China’s rise is assured in our new world order, but not as a hegemon
Jean-Pierre Lehmann says though one major power dominated the past two centuries – Britain in the 19th and America in the 20th – in the 21st century, no single country will be calling the shots. Instead, the tussle for influence will be fiercest on the Asia-Pacific stage

During most of my working life, I have commuted physically and intellectually between western Europe and East Asia, where I spent part of my childhood and where I have over the years lived, studied, worked and taught. Of course, to get from one to the other, one has to traverse the Eurasian continent. Which is what I did. In the late 1960s/early 1970s, for example, I would take a ship from Portsmouth to Leningrad (as it then was), a train from Leningrad to Moscow, a plane from Moscow to Khabarovsk, a train from Khabarovsk to Nakhodka, a boat from Nakhodka to Yokohama, then, the final leg, a train from Yokohama to Tokyo.

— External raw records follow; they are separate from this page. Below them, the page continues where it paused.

PR #859, opened 2026-07-02
refactor: decouple B01 (Q7/Q10) protocol layer from transport layer

allenporter:
# Decouple B01 (Q7 / Q10) Protocol and Transport Layers

This PR decouples protocol-specific codecs, encryption/decryption, map-key derivation, and payload formatting from the device traits layer for B01 version (Q7 and Q10) devices.

## Rationale & Rationale for Home Assistant Test Fakes
Previously, Q7 and Q10 traits communicated directly with raw `MqttChannel` objects. This forced the traits (and their corresponding unit tests) to handle low-level packet encoding, encryption signing, AES ECB/CBC padding, and local keys.

By separating the traits layer from the transport layer, we introduce clean boundaries where traits communicate over simple plaintext RPC channels (`Q7RpcChannel`, `Q7MapRpcChannel`, and `Q10RpcChannel`).

A key motivation for this change is to **improve the test fakes exposed to Home Assistant**. Rather than forcing downstream integrations to mock deep internals or mock raw MQTT messages, Home Assistant will be able to instantiate the actual `python-roborock` device objects (using real traits classes) and simply feed them with plaintext channel fakes. This will happen in separate PR and will make testing the Home Assistant integration much more straightforward and reliable.

---

## Architectural Changes

- **Unified Channel Layer**: Introduced `B01Q7Channel` and `B01Q10Channel` wrapping MQTT transport. They implement the low-level `Channel` interface and directly conform to the plaintext RPC protocols (`Q7RpcChannel`, `Q7MapRpcChannel`, and `Q10RpcChannel`). All AES block padding, encryption, signature verification, and map key derivation details are fully encapsulated here.
- **Simplified Traits**: Refactored the Q7 and Q10 traits to use the plaintext interfaces, removing all dependencies on raw messages, local keys, and transport codecs.
- **Simplified Unit Tests**: Trait unit tests now use simple fake channels (`FakeQ7Channel` and `FakeB01Q10Channel`) that verify plaintext parameters and enqueue plaintext mock responses, eliminating the need for `B01MessageBuilder` in trait tests.
- **New Channel Tests**: Created dedicated unit test suites (`test_b01_q7_channel.py` and `test_b01_q10_channel.py`) to verify encryption/decryption, padding, and packet routing in isolation.


roborock/devices/rpc/b01_q10_channel.py
```diff
@@ -1,9 +1,13 @@
 """Thin wrapper around the MQTT channel for Roborock B01 Q10 devices."""
 
+from __future__ import annotations
```
Lash-L: Where are we using this?

allenporter: Agent added this, but its not needed. Removed. (For context, when this is used its not to import directly, but to make typing changes that are compatible with older versions of python, but we aren't using those)

Lash-L: Yes sorry! Know what future annotations does, just didn't see anything that needed it so I figured it was a agent add

Lash-L (changes requested):
There are merge conflicts

tests/devices/traits/b01/q7/conftest.py
```diff
@@ -1,20 +1,38 @@
...
+        self.published_commands.append((command, params))
+        if self.response_queue:
+            return self.response_queue.pop(0)
+        return {}
+
+    async def send_map_command(self, command: Any, params: Any = None) -> bytes:
+        self.published_commands.append((command, params))
+        if self.response_queue:
+            return self.response_queue.pop(0)
+        return b""
```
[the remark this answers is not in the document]
allenporter: I will solve this when we build new fakes for Q7/Q10 in continued work after https://github.com/Python-roborock/python-roborock/pull/860

allenporter:
> There are merge conflicts

Fixed. Ready for review.

Lash-L (approved):

PR #860, opened 2026-07-02
Add roborock.testing — stateful device simulators for integration testing

allenporter:
## Summary

Introduces a new `roborock.testing` package that provides stateful firmware simulators, fake transport channels, and cloud environment fakes. This allows downstream consumers (like the Home Assistant integration) to write high-fidelity integration tests using the real client library classes instead of fragile top-level mocks.

## Motivation

Today, testing against this library requires mocking at the Python API level (patching methods, return values, etc.), which is brittle and doesn't exercise the real protocol handling, message encoding, or trait update logic. This package fakes communication at two well-defined boundaries:

1. **HTTP API** — `aioresponses` intercepts network requests so the real `RoborockApiClient` executes fully against fake endpoints.
2. **Plaintext RPC** — Device communication is intercepted at the `RoborockMessage` level. The real `V1Channel`, subscribers, and DPS listeners all run under test.

## Architecture

```
┌────────────────────────────────────────────────────────┐
│               TESTED CLIENT (REAL CODE)                │
│                                                        │
│  RoborockDevice / Traits / V1RpcChannel / V1Channel    │
└──────────────────────────┬─────────────────────────────┘
                           │
                 ROBOROCKMESSAGE PAYLOADS
                 (Plaintext JSON commands)
                           │
┌──────────────────────────▼─────────────────────────────┐
│                 SIMULATOR (TEST FAKE)                  │
│                                                        │
│  FakeChannel (Intercepts publish/subscribe)            │
│  RoborockDeviceSimulator (Stateful firmware simulator) │
└────────────────────────────────────────────────────────┘
```

### `roborock/testing/`

| File | Description |
|------|-------------|
| `__init__.py` | Package exports and architecture documentation |
| `channel.py` | `FakeChannel` — in-memory transport with mock attributes for failure injection and call inspection |
| `simulator.py` | `RoborockDeviceSimulator` — base class with optional local/MQTT channels |
| `v1_simulator.py` | `V1VacuumSimulator` — stateful V1 firmware simulator with command handlers for `get_status`, `app_start`, `app_stop`, `set_custom_mode`, consumables, DND, etc. |
| `cloud.py` | `FakeRoborockCloud` — cloud environment orchestrator with `FakeUserState`, `FakeWebApiClient`, and `patch_device_manager()` context manager |

### `tests/testing/`

| File | Tests |
|------|-------|
| `test_channel.py` | FakeChannel subscribe/unsubscribe/publish/notify |
| `test_cloud.py` | Device discovery, unsupported protocol errors, login error overrides, dynamic device addition |
| `test_v1_simulator.py` | Consumable refresh/reset, DND refresh, fan speed changes, clean summary, state transition lifecycle, push update propagation, custom handler overrides |

### Modified

| File | Change |
|------|--------|
| `tests/fixtures/channel_fixtures.py` | Now re-exports `FakeChannel` from `roborock.testing` instead of defining it locally |

## Usage Example

```python
from roborock.testing import FakeRoborockCloud, V1VacuumSimulator

async def test_vacuum_cleaning():
    cloud = FakeRoborockCloud()
    fake_device = V1VacuumSimulator(duid="living_room_s7", battery=100)
    cloud.add_device(fake_device)

    with cloud.patch_device_manager():
        manager = await create_device_manager(
            user_params=UserParams(username="test_user", user_data=USER_DATA),
            cache=InMemoryCache(),
        )
        devices = await manager.get_devices()

    device = devices[0]
    await device.v1_properties.command.send("app_start")
    assert fake_device.state == RoborockStateCode.cleaning
```

### Migrate existing tests to use `roborock.testing`

An earlier review identified which existing test suites should migrate to use these fakes vs. remain as-is:

**High priority — should migrate:**
- `tests/devices/test_device_manager.py` — Currently mocks `create_v1_channel` and `create_mqtt_channel` with fragile `send_command` side-effect arrays. Using `patch_device_manager()` with a `V1VacuumSimulator` would eliminate the brittle handshake sequence mocking entirely.
- `tests/devices/test_v1_device.py` — Manually stubs subscribe, connection, and channel creation with `AsyncMock`. Using a real `V1Channel` bound to `FakeChannel` would test actual client routing logic.

**Medium priority — optional migration:**
- Trait-specific unit tests (e.g. `test_status.py`, `test_consumable.py`) — Direct mocks are fine for parsing edge cases, but integration-level tests using the simulator would complement them.

**Should remain unchanged:**
- E2E / session tests (`tests/e2e/`) — These verify raw protocol byte parsing, TCP framing, and cryptography at Layer 1. Our fakes operate above that layer, so these tests serve a different purpose.

### Additional enhancements
- **A01/B01 simulators** — `RoborockDeviceSimulator` supports `has_local_channel=False` for MQTT-only protocols, but no A01 (Zeo/Dyad) or B01 (Q7/Q10) simulators exist yet. `patch_device_manager()` currently raises `NotImplementedError` for these.
- **More V1 command handlers** — Only core commands are implemented. Future handlers could cover room-specific cleaning (`app_segment_clean`), map operations, volume control, etc.
- **More trait coverage** — Tests currently cover status, consumables, DND, clean summary, and command. Additional traits like rooms, maps, wash towel mode, and dust collection mode could be exercised.
- **Multi-device scenarios** — Testing multiple devices registered simultaneously, with different protocols or configurations.
- **Error simulation** — More granular transport error scenarios (timeouts, partial responses, reconnection behavior).


roborock/testing/channel.py
```diff
@@ -0,0 +1,118 @@
...
+        #   channel.connect.side_effect = RoborockException("refused")
+        self.connect = AsyncMock(side_effect=self._connect)
+
+        # MagicMock wrapping _close. Callers can assert close was called
+        # or inject errors on teardown.
+        self.close = MagicMock(side_effect=self._close)
+
+        self.protocol_version = LocalProtocolVersion.V1
+        self.restart = AsyncMock()
+        self.health_manager = HealthManager(self.restart)
```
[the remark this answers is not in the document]
allenporter: Done. Reverted `subscribe` back to an `AsyncMock` wrapping the private `_subscribe` method to preserve backward compatibility with all existing test call assertions.

roborock/testing/channel.py
```diff
@@ -0,0 +1,118 @@
...
+            response = self.response_queue.pop(0)
+            self.notify_subscribers(response)
+
+    async def subscribe(self, callback: Callable[[RoborockMessage], None]) -> Callable[[], None]:
+        """Register a callback and return an unsubscribe function.
+
+        This is a real method implementing the Channel protocol, not a mock.
+        """
+        self.subscribers.append(callback)
+        return lambda: self.subscribers.remove(callback)
```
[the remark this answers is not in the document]
allenporter: Done. Re-implemented `subscribe` as an `AsyncMock` and moved the actual logic into a private `_subscribe` method.

roborock/testing/simulator.py
```diff
@@ -0,0 +1,105 @@
...
+
+    async def _handle_local_publish(self, message: RoborockMessage) -> None:
+        assert self.local_channel is not None
+        self.local_channel.published_messages.append(message)
+        await self._handle_publish(message, self.local_channel)
+
+    async def _handle_mqtt_publish(self, message: RoborockMessage) -> None:
+        self.mqtt_channel.published_messages.append(message)
+        await self._handle_publish(message, self.mqtt_channel)
+
```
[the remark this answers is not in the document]
allenporter: Done. Updated the simulator publish handlers to check for and raise `channel.publish_side_effect` before routing messages, and added integration tests to verify.

roborock/testing/simulator.py
```diff
@@ -0,0 +1,105 @@
...
+    async def _handle_publish(self, message: RoborockMessage, channel: FakeChannel) -> None:
+        """To be overridden by subclasses to route commands."""
+        pass
```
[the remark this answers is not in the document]
allenporter: Done. The base `_handle_publish` now raises `NotImplementedError` to ensure subclasses explicitly implement it.

roborock/testing/channel.py
```diff
@@ -0,0 +1,122 @@
...
+
+from collections.abc import Callable
+from unittest.mock import AsyncMock, MagicMock
+
+from roborock.mqtt.health_manager import HealthManager
+from roborock.protocols.v1_protocol import LocalProtocolVersion
+from roborock.roborock_message import RoborockMessage
+
+
+class FakeChannel:
```
Lash-L: Have not gone all the way through yet, but does it make sense to make this a subclass of a the real object?

roborock/testing/cloud.py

I would occasionally stop for a few days along the way. The icy cold war atmosphere notwithstanding, the warmth (and liquidity: lots of vodka!) of Russian hospitality lived well up to its reputation. I had read in my teens lots of Russian literature, and was enthralled when I read 15 years ago that splendid history of Russian culture, Natasha’s Dance by Orlando Figes. That was 15 years ago, a year after China acceded to the World Trade Organisation. In the meantime, academically I remained an East-West guy.
By the beginning of this century, the China narrative has been dramatically transformed, as has its impact on the world. The global balance of economic power is moving from West to East, as the Atlantic centuries seem to be entering their concluding chapters and an Asia-Pacific century emerges in the 21st.